- **Problem details**: Give back the entries in full, exactly as they are written.

━━━━━ Supplied information

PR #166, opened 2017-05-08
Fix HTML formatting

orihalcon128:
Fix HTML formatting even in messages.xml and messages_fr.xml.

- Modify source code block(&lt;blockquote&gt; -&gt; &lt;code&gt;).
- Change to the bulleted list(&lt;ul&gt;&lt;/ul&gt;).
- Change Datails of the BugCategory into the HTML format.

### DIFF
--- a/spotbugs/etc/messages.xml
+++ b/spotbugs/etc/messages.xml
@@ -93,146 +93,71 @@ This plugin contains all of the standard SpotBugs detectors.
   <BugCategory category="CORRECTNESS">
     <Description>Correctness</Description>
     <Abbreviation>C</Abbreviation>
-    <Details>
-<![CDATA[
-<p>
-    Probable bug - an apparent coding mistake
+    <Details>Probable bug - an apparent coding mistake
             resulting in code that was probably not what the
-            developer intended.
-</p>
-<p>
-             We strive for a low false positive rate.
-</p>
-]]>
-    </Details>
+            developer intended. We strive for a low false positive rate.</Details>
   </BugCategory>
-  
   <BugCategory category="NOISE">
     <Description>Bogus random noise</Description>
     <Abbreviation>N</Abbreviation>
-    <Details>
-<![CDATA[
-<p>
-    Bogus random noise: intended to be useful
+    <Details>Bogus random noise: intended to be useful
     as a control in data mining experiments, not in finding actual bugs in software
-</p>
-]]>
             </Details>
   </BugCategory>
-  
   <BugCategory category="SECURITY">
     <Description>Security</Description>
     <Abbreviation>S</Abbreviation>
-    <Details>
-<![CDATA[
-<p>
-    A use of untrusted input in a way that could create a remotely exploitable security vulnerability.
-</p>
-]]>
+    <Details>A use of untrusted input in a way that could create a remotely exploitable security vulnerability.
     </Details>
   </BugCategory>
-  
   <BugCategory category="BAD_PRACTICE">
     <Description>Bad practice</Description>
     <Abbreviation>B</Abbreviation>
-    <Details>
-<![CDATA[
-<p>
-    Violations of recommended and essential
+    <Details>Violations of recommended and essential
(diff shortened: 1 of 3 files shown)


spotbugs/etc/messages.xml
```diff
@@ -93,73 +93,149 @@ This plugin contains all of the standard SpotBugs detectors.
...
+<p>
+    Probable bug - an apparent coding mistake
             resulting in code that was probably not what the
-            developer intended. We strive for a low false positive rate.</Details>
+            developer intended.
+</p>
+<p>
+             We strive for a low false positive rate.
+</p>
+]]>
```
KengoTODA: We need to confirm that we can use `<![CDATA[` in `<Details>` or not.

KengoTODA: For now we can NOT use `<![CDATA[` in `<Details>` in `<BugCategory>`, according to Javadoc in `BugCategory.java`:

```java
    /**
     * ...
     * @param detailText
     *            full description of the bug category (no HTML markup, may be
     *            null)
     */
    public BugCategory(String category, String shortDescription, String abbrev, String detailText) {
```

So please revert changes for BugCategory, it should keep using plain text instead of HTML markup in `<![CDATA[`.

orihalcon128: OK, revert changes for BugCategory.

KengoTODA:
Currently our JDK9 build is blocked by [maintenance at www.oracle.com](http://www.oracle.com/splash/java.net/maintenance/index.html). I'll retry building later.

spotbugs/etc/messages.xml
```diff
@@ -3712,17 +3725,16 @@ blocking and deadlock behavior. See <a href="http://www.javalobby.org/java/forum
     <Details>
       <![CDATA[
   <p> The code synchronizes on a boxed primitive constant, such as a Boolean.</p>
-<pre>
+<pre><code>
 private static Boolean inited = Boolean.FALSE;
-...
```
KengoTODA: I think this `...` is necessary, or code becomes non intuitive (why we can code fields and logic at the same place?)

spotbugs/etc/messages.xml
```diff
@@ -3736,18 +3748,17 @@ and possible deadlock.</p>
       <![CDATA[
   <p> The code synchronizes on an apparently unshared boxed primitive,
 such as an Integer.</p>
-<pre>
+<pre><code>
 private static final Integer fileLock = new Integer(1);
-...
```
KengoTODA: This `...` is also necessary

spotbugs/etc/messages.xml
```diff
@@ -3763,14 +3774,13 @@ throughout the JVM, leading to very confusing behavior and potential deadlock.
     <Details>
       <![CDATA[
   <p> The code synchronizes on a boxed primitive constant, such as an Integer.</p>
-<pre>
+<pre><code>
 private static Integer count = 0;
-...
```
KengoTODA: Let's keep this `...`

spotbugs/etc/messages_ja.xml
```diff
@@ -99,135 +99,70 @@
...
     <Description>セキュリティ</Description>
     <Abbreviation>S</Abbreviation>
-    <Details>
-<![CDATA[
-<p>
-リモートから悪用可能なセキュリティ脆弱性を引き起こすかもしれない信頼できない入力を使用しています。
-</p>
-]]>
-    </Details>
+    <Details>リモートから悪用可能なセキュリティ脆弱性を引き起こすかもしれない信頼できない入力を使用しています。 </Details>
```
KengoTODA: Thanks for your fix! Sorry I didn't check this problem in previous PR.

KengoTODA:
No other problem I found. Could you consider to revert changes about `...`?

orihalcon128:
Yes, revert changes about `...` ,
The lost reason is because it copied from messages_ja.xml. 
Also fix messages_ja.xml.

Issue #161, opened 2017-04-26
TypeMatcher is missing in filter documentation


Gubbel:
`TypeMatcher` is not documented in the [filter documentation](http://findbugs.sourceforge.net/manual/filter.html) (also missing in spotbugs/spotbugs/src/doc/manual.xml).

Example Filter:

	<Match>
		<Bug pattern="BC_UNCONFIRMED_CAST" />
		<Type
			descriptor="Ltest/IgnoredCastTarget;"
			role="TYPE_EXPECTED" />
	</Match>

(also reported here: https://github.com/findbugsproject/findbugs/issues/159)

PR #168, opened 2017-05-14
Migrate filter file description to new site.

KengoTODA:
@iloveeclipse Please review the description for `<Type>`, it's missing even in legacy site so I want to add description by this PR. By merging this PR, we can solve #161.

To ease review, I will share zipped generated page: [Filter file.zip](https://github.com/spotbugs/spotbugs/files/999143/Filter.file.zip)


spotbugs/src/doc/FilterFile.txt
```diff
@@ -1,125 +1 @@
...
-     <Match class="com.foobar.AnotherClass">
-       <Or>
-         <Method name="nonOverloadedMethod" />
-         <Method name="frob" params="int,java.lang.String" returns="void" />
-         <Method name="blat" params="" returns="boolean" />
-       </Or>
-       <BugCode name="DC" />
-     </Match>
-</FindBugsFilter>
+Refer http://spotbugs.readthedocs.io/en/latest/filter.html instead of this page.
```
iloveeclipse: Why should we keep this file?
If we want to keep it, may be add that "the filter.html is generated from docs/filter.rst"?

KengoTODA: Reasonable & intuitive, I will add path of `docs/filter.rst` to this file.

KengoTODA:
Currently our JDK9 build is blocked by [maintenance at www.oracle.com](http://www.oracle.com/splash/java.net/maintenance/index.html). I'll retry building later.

━━━━━━━━━━

- **Completed task**:
PR #166, opened 2017-05-08
Fix HTML formatting

orihalcon128:
Fix HTML formatting even in messages.xml and messages_fr.xml.

- Modify source code block(&lt;blockquote&gt; -&gt; &lt;code&gt;).
- Change to the bulleted list(&lt;ul&gt;&lt;/ul&gt;).
- Change Datails of the BugCategory into the HTML format.

### DIFF
--- a/spotbugs/etc/messages.xml
+++ b/spotbugs/etc/messages.xml
@@ -93,146 +93,71 @@ This plugin contains all of the standard SpotBugs detectors.
   <BugCategory category="CORRECTNESS">
     <Description>Correctness</Description>
     <Abbreviation>C</Abbreviation>
-    <Details>
-<![CDATA[
-<p>
-    Probable bug - an apparent coding mistake
+    <Details>Probable bug - an apparent coding mistake
             resulting in code that was probably not what the
-            developer intended.
-</p>
-<p>
-             We strive for a low false positive rate.
-</p>
-]]>
-    </Details>
+            developer intended. We strive for a low false positive rate.</Details>
   </BugCategory>
-  
   <BugCategory category="NOISE">
     <Description>Bogus random noise</Description>
     <Abbreviation>N</Abbreviation>
-    <Details>
-<![CDATA[
-<p>
-    Bogus random noise: intended to be useful
+    <Details>Bogus random noise: intended to be useful
     as a control in data mining experiments, not in finding actual bugs in software
-</p>
-]]>
             </Details>
   </BugCategory>
-  
   <BugCategory category="SECURITY">
     <Description>Security</Description>
     <Abbreviation>S</Abbreviation>
-    <Details>
-<![CDATA[
-<p>
-    A use of untrusted input in a way that could create a remotely exploitable security vulnerability.
-</p>
-]]>
+    <Details>A use of untrusted input in a way that could create a remotely exploitable security vulnerability.
     </Details>
   </BugCategory>
-  
   <BugCategory category="BAD_PRACTICE">
     <Description>Bad practice</Description>
     <Abbreviation>B</Abbreviation>
-    <Details>
-<![CDATA[
-<p>
-    Violations of recommended and essential
+    <Details>Violations of recommended and essential
(diff shortened: 1 of 3 files shown)


spotbugs/etc/messages.xml
```diff
@@ -93,73 +93,149 @@ This plugin contains all of the standard SpotBugs detectors.
...
+<p>
+    Probable bug - an apparent coding mistake
             resulting in code that was probably not what the
-            developer intended. We strive for a low false positive rate.</Details>
+            developer intended.
+</p>
+<p>
+             We strive for a low false positive rate.
+</p>
+]]>
```
KengoTODA: We need to confirm that we can use `<![CDATA[` in `<Details>` or not.

KengoTODA: For now we can NOT use `<![CDATA[` in `<Details>` in `<BugCategory>`, according to Javadoc in `BugCategory.java`:

```java
    /**
     * ...
     * @param detailText
     *            full description of the bug category (no HTML markup, may be
     *            null)
     */
    public BugCategory(String category, String shortDescription, String abbrev, String detailText) {
```

So please revert changes for BugCategory, it should keep using plain text instead of HTML markup in `<![CDATA[`.

orihalcon128: OK, revert changes for BugCategory.

KengoTODA:
Currently our JDK9 build is blocked by [maintenance at www.oracle.com](http://www.oracle.com/splash/java.net/maintenance/index.html). I'll retry building later.

spotbugs/etc/messages.xml
```diff
@@ -3712,17 +3725,16 @@ blocking and deadlock behavior. See <a href="http://www.javalobby.org/java/forum
     <Details>
       <![CDATA[
   <p> The code synchronizes on a boxed primitive constant, such as a Boolean.</p>
-<pre>
+<pre><code>
 private static Boolean inited = Boolean.FALSE;
-...
```
KengoTODA: I think this `...` is necessary, or code becomes non intuitive (why we can code fields and logic at the same place?)

spotbugs/etc/messages.xml
```diff
@@ -3736,18 +3748,17 @@ and possible deadlock.</p>
       <![CDATA[
   <p> The code synchronizes on an apparently unshared boxed primitive,
 such as an Integer.</p>
-<pre>
+<pre><code>
 private static final Integer fileLock = new Integer(1);
-...
```
KengoTODA: This `...` is also necessary

spotbugs/etc/messages.xml
```diff
@@ -3763,14 +3774,13 @@ throughout the JVM, leading to very confusing behavior and potential deadlock.
     <Details>
       <![CDATA[
   <p> The code synchronizes on a boxed primitive constant, such as an Integer.</p>
-<pre>
+<pre><code>
 private static Integer count = 0;
-...
```
KengoTODA: Let's keep this `...`

spotbugs/etc/messages_ja.xml
```diff
@@ -99,135 +99,70 @@
...
     <Description>セキュリティ</Description>
     <Abbreviation>S</Abbreviation>
-    <Details>
-<![CDATA[
-<p>
-リモートから悪用可能なセキュリティ脆弱性を引き起こすかもしれない信頼できない入力を使用しています。
-</p>
-]]>
-    </Details>
+    <Details>リモートから悪用可能なセキュリティ脆弱性を引き起こすかもしれない信頼できない入力を使用しています。 </Details>
```
KengoTODA: Thanks for your fix! Sorry I didn't check this problem in previous PR.

KengoTODA:
No other problem I found. Could you consider to revert changes about `...`?

orihalcon128:
Yes, revert changes about `...` ,
The lost reason is because it copied from messages_ja.xml. 
Also fix messages_ja.xml.

Issue #161, opened 2017-04-26
TypeMatcher is missing in filter documentation


Gubbel:
`TypeMatcher` is not documented in the [filter documentation](http://findbugs.sourceforge.net/manual/filter.html) (also missing in spotbugs/spotbugs/src/doc/manual.xml).

Example Filter:

	<Match>
		<Bug pattern="BC_UNCONFIRMED_CAST" />
		<Type
			descriptor="Ltest/IgnoredCastTarget;"
			role="TYPE_EXPECTED" />
	</Match>

(also reported here: https://github.com/findbugsproject/findbugs/issues/159)

PR #168, opened 2017-05-14
Migrate filter file description to new site.

KengoTODA:
@iloveeclipse Please review the description for `<Type>`, it's missing even in legacy site so I want to add description by this PR. By merging this PR, we can solve #161.

To ease review, I will share zipped generated page: [Filter file.zip](https://github.com/spotbugs/spotbugs/files/999143/Filter.file.zip)


spotbugs/src/doc/FilterFile.txt
```diff
@@ -1,125 +1 @@
...
-     <Match class="com.foobar.AnotherClass">
-       <Or>
-         <Method name="nonOverloadedMethod" />
-         <Method name="frob" params="int,java.lang.String" returns="void" />
-         <Method name="blat" params="" returns="boolean" />
-       </Or>
-       <BugCode name="DC" />
-     </Match>
-</FindBugsFilter>
+Refer http://spotbugs.readthedocs.io/en/latest/filter.html instead of this page.
```
iloveeclipse: Why should we keep this file?
If we want to keep it, may be add that "the filter.html is generated from docs/filter.rst"?

KengoTODA: Reasonable & intuitive, I will add path of `docs/filter.rst` to this file.

KengoTODA:
Currently our JDK9 build is blocked by [maintenance at www.oracle.com](http://www.oracle.com/splash/java.net/maintenance/index.html). I'll retry building later.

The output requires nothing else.